= Flute Concerto (Reinecke) =

1908 Concerto by Carl Reinecke

The Flute Concerto in D major, Op. 283, is a composition for solo flute and orchestra by the composer Carl Reinecke. The work was composed in 1908 and was Reinecke's last concerto before his death. It was first performed on 15 March 1909 in Leipzig by the flutist Maximilian Schwedler, to whom the piece is dedicated.

==Composition==
The concerto has a duration of roughly 20 minutes and is composed in three movements:

===Instrumentation===
The work is scored for solo flute and an orchestra consisting of two additional flutes, two oboes, two clarinets, two bassoons, four horns, two trumpets, timpani, percussion, and strings.

==Reception==
The Flute Concerto has been compared to other works of the era. Geoffrey Norris of Gramophone called it a "substantial work" and said it "makes amends for the fact that Brahms never wrote a concerto for flute." John Rockwell of The New York Times was somewhat more critical, remarking, "Reinecke's sensibility was shaped by another Leipziger, Mendelssohn, and his flute concerto seems blissfully dated for a work composed in this century. It has an undeniable craft, and the final movement especially provides virtuosic moments for the soloist.
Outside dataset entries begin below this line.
PR #3508, opened 2020-11-21
unified extend and extendContent to work for any class

DeltaNedas:
changed extend to be extend(class, constructorargs..., def) which works with old extend(class, def) and deprecated extendContent(class, name, def) which is an alias.
pros:
- backwards compatible
- you now never need to use JavaAdapter unless working with interfaces
- supports any number of constructor args (think planets, bullets)
- also merges non-functions removing need for `a.b = c` over and over
cons:
- none

example:
```js
// Backwards compat alias
extendContent(Block, "name", {test(){print("i am " + this.name)}}).test();
// New variadic args stuff
extend(Block, "egg", {test(){print("i am " + this.name)}}).test();
extend(BasicBulletType, 10, 0.5, {test(){print("my dmg " + this.damage)}}).test();
// Setting variables for you - old extendContent didn't do this.
print("Speed: " + extend(UnitType, "fast", {speed: 1000}).speed);
```

### DIFF
--- a/core/assets/scripts/base.js
+++ b/core/assets/scripts/base.js
@@ -1,6 +1,6 @@
 "use strict";
 
-const log = function(context, obj){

But it is no masterwork." Michael Dervan of The Irish Times similarly opined, "The prolific Carl Reinecke, conductor of the Leipzig Gewandhaus Orchestra and director of the Leipzig Conservatory, has become a one-work composer, remembered for his Undine Sonata for flute and piano, and, a lot more rarely, for the two concertos recorded here. Reinecke's 19th-century version of easy-listening lacks both the rhythmic bounce and easy harmonic flow of the 18th-century variety, let alone the cleverness of 20th-century approaches."